_EXERCISE PROMPT_.
Return all of the entries exactly as written.

[Stored data entries]
[Start of Attachment]

PR #342, opened 2025-11-28
feat: Add server instructions

jirispilka:
- **feat: Initial server instructions**

### DIFF
--- a/src/const.ts
+++ b/src/const.ts
@@ -161,21 +161,18 @@ These tools are called **Actors**. They enable you to extract structured data fr
 
 ## Tool dependencies and disambiguation
 
-### Mandatory dependencies
+### Tool dependencies
 - \`${HelperTools.ACTOR_CALL}\`:
   - First call with \`step="info"\` or use \`${HelperTools.ACTOR_GET_DETAILS}\` to obtain the Actor’s schema.
   - Then call with \`step="call"\` to execute the Actor.
-- \`${HelperTools.ACTOR_CALL}\` / Actor tools → \`${HelperTools.ACTOR_OUTPUT_GET}\`:
-  Use the \`datasetId\` from the Actor run to retrieve results.
-- \`${HelperTools.DOCS_SEARCH}\` → \`${HelperTools.DOCS_FETCH}\`:
-  Search returns URLs; fetch retrieves full content.
 
 ### Tool disambiguation
 - **${HelperTools.ACTOR_OUTPUT_GET} vs ${HelperTools.DATASET_GET_ITEMS}:**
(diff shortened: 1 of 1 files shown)


src/const.ts
```diff
@@ -132,3 +132,50 @@ export const DEFAULT_TELEMETRY_ENV: TelemetryEnv = TELEMETRY_ENV.PROD;
...
+- Actor execution may take time, and outputs can be large.
+- Large datasets can be paginated to retrieve results efficiently.
+
+## Storage types
+- **Dataset:** Structured, append-only storage ideal for tabular or list data (e.g., scraped items).
+- **Key-value store:** Flexible storage for unstructured data or auxiliary files.
+
+## Tool dependencies and disambiguation
+
+### Mandatory dependencies
```
MQ37: nit: I don't quite get what does "Mandatory dependencies" mean in this context? Maybe "Mandatory instructions"?

src/const.ts
```diff
@@ -132,3 +132,50 @@ export const DEFAULT_TELEMETRY_ENV: TelemetryEnv = TELEMETRY_ENV.PROD;
...
+- \`${HelperTools.ACTOR_CALL}\`:
+  - First call with \`step="info"\` or use \`${HelperTools.ACTOR_GET_DETAILS}\` to obtain the Actor’s schema.
+  - Then call with \`step="call"\` to execute the Actor.
+- \`${HelperTools.ACTOR_CALL}\` / Actor tools → \`${HelperTools.ACTOR_OUTPUT_GET}\`:
+  Use the \`datasetId\` from the Actor run to retrieve results.
```
MQ37: nit: I think the highlighted section is quite vague and I personally would be more word oriented instead of using the symbols like arrow or slash. Also I would provide exampel of the Actor tools like `apify-slash-rag-web-browser`

MQ37: Ahh I see the Actors tools example is given below, ok 😄

MQ37 (approved):
Just a few nits, otherwise LGTM 👍 I like how you included the section "Tool  disambiguation" that clearly separates the goals of each provided tool.

src/const.ts
jirispilka: Changed to Tool dependencies (if something dependent it means that is mandatory, I guess)

jirispilka: Also, I removed the two dependencies that were not really mandatory, `call-actor->get-output`, and also `search->fetch`

src/const.ts
jirispilka: right, agree, I've changed it a bit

[End of Attachment]

_ANSWER_.
PR #342, opened 2025-11-28
feat: Add server instructions

jirispilka:
- **feat: Initial server instructions**

### DIFF
--- a/src/const.ts
+++ b/src/const.ts
@@ -161,21 +161,18 @@ These tools are called **Actors**. They enable you to extract structured data fr
 
 ## Tool dependencies and disambiguation
 
-### Mandatory dependencies
+### Tool dependencies
 - \`${HelperTools.ACTOR_CALL}\`:
   - First call with \`step="info"\` or use \`${HelperTools.ACTOR_GET_DETAILS}\` to obtain the Actor’s schema.
   - Then call with \`step="call"\` to execute the Actor.
-- \`${HelperTools.ACTOR_CALL}\` / Actor tools → \`${HelperTools.ACTOR_OUTPUT_GET}\`:
-  Use the \`datasetId\` from the Actor run to retrieve results.
-- \`${HelperTools.DOCS_SEARCH}\` → \`${HelperTools.DOCS_FETCH}\`:
-  Search returns URLs; fetch retrieves full content.
 
 ### Tool disambiguation
 - **${HelperTools.ACTOR_OUTPUT_GET} vs ${HelperTools.DATASET_GET_ITEMS}:**
(diff shortened: 1 of 1 files shown)


src/const.ts
```diff
@@ -132,3 +132,50 @@ export const DEFAULT_TELEMETRY_ENV: TelemetryEnv = TELEMETRY_ENV.PROD;
...
+- Actor execution may take time, and outputs can be large.
+- Large datasets can be paginated to retrieve results efficiently.
+
+## Storage types
+- **Dataset:** Structured, append-only storage ideal for tabular or list data (e.g., scraped items).
+- **Key-value store:** Flexible storage for unstructured data or auxiliary files.
+
+## Tool dependencies and disambiguation
+
+### Mandatory dependencies
```
MQ37: nit: I don't quite get what does "Mandatory dependencies" mean in this context? Maybe "Mandatory instructions"?

src/const.ts
```diff
@@ -132,3 +132,50 @@ export const DEFAULT_TELEMETRY_ENV: TelemetryEnv = TELEMETRY_ENV.PROD;
...
+- \`${HelperTools.ACTOR_CALL}\`:
+  - First call with \`step="info"\` or use \`${HelperTools.ACTOR_GET_DETAILS}\` to obtain the Actor’s schema.
+  - Then call with \`step="call"\` to execute the Actor.
+- \`${HelperTools.ACTOR_CALL}\` / Actor tools → \`${HelperTools.ACTOR_OUTPUT_GET}\`:
+  Use the \`datasetId\` from the Actor run to retrieve results.
```
MQ37: nit: I think the highlighted section is quite vague and I personally would be more word oriented instead of using the symbols like arrow or slash. Also I would provide exampel of the Actor tools like `apify-slash-rag-web-browser`

MQ37: Ahh I see the Actors tools example is given below, ok 😄

MQ37 (approved):
Just a few nits, otherwise LGTM 👍 I like how you included the section "Tool  disambiguation" that clearly separates the goals of each provided tool.

src/const.ts
jirispilka: Changed to Tool dependencies (if something dependent it means that is mandatory, I guess)

jirispilka: Also, I removed the two dependencies that were not really mandatory, `call-actor->get-output`, and also `search->fetch`

src/const.ts
jirispilka: right, agree, I've changed it a bit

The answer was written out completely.